WHAT TO PRODUCE:
The answer must consist of every line in the data that contains "avoid".

───

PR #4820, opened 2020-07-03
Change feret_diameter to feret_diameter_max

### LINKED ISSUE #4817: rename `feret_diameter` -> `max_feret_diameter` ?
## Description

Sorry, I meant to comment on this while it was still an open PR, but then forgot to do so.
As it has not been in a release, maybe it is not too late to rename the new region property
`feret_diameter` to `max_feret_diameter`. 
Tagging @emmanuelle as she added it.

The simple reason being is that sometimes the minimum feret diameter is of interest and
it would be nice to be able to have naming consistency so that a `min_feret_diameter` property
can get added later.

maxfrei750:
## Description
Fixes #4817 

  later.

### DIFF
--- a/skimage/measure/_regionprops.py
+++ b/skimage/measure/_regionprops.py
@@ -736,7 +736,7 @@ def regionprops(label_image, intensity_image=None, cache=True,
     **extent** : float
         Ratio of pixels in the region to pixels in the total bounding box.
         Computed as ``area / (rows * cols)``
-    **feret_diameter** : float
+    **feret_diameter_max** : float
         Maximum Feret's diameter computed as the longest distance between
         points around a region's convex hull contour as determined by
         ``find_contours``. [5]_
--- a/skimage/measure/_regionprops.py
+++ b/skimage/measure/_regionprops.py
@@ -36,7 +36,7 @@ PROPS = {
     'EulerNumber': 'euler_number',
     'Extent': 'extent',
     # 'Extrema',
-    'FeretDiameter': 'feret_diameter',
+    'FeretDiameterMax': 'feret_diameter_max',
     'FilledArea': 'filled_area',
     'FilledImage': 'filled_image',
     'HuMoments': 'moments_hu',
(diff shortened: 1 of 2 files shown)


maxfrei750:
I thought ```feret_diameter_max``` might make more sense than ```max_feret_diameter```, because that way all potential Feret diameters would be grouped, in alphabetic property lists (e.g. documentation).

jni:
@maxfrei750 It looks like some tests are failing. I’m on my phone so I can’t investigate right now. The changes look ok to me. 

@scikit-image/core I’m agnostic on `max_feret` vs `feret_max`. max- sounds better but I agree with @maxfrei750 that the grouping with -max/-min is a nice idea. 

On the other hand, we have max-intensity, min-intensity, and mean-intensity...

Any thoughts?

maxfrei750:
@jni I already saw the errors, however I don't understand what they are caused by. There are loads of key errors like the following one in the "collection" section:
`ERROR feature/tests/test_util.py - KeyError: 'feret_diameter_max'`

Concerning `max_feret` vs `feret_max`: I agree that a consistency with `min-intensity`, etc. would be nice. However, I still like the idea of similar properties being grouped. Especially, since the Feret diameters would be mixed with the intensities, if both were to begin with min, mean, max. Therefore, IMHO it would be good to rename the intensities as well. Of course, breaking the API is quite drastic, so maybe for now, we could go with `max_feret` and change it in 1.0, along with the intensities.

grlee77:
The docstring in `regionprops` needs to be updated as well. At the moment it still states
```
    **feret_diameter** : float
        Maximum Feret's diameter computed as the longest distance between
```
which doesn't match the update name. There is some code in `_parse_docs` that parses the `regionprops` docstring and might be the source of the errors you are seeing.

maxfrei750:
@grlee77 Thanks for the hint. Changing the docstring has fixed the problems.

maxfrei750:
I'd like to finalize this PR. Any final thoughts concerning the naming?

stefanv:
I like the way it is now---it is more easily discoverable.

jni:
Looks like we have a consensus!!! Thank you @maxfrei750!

───

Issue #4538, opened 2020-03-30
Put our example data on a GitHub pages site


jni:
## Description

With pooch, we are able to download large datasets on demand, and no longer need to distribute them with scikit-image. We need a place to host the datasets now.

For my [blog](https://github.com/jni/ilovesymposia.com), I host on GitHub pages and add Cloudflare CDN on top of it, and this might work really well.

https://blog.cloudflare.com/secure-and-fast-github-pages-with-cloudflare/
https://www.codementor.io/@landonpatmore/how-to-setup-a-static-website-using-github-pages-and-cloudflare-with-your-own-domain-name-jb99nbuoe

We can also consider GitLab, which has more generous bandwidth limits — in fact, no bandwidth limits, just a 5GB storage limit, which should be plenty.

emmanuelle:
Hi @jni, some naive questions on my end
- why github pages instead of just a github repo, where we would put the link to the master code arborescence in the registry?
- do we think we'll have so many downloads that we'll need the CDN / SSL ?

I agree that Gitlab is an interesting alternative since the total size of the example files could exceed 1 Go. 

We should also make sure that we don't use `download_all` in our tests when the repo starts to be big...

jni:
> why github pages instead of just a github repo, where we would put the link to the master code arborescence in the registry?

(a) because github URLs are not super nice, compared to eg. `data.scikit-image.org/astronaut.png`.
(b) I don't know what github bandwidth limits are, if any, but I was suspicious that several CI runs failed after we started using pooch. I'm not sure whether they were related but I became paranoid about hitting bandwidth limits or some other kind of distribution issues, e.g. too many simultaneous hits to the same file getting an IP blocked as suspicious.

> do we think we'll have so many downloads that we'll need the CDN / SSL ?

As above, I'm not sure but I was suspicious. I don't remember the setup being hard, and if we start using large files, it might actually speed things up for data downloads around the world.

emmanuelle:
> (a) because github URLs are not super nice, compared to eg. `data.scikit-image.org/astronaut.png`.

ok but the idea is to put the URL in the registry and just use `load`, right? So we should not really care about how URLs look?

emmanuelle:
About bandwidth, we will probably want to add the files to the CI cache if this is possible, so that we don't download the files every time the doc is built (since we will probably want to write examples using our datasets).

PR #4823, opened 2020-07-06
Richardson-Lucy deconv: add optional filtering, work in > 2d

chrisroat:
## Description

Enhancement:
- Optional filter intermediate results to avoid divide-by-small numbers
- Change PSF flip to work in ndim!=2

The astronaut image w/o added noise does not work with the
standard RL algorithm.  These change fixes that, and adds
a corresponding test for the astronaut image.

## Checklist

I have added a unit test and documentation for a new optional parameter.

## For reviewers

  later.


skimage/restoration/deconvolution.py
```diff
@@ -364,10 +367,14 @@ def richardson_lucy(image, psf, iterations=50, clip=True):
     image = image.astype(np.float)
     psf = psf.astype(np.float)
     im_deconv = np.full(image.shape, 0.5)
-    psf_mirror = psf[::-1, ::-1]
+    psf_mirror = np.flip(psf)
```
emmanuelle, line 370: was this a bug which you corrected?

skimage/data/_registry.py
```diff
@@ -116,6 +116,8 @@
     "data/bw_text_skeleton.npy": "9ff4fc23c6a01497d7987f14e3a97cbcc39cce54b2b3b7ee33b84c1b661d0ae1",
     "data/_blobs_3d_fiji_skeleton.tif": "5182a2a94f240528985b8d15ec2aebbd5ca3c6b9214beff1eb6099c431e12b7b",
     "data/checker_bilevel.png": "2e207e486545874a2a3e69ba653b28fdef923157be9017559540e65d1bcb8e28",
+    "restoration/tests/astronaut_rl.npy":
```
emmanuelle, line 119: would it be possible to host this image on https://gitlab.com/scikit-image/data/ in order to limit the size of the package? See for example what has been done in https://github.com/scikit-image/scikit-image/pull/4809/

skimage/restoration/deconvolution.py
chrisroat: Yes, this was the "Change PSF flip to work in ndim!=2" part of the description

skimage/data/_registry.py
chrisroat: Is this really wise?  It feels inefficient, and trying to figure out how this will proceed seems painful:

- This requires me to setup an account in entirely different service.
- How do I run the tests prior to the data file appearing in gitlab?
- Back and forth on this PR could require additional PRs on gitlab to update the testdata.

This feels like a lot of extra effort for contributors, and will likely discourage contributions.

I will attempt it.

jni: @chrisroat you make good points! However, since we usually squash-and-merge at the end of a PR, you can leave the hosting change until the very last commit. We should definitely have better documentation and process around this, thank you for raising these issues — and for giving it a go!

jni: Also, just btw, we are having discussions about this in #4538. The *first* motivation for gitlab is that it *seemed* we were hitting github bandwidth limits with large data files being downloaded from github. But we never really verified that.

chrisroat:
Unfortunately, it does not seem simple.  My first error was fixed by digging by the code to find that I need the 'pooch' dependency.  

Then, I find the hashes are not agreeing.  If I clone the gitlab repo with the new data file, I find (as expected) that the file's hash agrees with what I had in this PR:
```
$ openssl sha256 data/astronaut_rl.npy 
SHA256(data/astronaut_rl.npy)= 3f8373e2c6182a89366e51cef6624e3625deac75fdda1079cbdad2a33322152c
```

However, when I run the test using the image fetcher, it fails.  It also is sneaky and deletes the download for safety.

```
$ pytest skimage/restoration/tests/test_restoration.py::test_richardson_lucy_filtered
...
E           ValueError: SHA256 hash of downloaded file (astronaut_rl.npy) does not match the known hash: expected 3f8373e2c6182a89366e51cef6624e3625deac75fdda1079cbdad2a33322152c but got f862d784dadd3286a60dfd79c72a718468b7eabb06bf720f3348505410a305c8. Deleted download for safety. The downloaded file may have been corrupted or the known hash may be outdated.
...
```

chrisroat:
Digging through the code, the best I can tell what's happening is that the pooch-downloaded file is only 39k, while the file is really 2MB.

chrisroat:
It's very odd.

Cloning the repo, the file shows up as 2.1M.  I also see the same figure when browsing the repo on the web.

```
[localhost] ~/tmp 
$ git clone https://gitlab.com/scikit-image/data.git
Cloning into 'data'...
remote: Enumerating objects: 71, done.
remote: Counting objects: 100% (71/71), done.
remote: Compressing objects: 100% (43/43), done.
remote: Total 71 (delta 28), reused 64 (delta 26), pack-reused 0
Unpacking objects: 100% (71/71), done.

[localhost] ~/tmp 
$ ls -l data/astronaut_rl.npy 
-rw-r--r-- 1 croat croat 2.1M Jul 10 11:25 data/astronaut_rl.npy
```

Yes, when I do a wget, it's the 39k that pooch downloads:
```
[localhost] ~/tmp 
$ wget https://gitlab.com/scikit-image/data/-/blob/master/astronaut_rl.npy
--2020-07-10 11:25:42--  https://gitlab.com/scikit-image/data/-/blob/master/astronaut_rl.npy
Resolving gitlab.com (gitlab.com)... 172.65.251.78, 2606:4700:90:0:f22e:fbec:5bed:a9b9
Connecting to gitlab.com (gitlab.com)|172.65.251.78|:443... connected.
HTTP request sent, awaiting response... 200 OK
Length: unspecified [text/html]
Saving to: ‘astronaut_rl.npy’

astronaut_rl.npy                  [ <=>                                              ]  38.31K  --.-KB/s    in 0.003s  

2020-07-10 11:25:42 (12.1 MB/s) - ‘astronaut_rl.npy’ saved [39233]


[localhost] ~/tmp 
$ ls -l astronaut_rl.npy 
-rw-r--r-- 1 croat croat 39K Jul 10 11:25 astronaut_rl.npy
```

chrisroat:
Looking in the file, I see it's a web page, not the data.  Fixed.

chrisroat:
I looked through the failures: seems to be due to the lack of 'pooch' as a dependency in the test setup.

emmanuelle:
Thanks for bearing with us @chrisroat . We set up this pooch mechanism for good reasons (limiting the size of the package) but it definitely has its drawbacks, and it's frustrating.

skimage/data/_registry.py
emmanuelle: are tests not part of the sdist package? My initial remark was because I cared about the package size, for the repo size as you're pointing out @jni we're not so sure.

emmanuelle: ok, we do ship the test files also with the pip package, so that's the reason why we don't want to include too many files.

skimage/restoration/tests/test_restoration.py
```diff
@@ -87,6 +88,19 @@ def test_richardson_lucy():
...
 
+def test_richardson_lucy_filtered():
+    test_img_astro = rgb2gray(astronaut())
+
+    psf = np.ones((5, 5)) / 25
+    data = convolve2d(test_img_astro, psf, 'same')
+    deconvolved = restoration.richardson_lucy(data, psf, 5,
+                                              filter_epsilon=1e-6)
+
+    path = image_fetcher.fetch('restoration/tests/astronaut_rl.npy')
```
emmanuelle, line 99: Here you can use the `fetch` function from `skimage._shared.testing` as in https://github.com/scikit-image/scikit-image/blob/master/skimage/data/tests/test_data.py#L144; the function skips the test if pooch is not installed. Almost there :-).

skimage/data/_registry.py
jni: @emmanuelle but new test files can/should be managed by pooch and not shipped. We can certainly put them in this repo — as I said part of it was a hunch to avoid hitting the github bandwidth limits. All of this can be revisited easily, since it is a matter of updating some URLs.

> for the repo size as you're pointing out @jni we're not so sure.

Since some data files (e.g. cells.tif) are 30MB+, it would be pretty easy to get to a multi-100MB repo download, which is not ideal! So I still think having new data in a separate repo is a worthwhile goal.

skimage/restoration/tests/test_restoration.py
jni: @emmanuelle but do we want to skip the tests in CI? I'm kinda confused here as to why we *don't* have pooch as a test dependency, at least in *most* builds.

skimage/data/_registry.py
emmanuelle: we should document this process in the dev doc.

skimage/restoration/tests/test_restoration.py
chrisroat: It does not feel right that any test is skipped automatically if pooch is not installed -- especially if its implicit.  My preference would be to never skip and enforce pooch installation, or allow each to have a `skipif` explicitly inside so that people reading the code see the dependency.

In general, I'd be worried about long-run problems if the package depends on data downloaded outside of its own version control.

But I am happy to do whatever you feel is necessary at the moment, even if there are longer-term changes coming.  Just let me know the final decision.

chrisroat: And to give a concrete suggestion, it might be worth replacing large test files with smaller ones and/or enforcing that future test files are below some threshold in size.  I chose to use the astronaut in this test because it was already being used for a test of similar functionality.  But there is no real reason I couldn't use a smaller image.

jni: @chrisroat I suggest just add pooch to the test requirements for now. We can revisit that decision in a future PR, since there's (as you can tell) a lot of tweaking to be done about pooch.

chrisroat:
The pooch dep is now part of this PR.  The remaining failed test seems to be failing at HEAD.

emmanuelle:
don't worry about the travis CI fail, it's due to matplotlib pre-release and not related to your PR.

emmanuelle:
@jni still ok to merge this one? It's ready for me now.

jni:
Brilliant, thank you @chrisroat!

───

RESPONSE AREA:
- Optional filter intermediate results to avoid divide-by-small numbers
jni: @emmanuelle but new test files can/should be managed by pooch and not shipped. We can certainly put them in this repo — as I said part of it was a hunch to avoid hitting the github bandwidth limits. All of this can be revisited easily, since it is a matter of updating some URLs.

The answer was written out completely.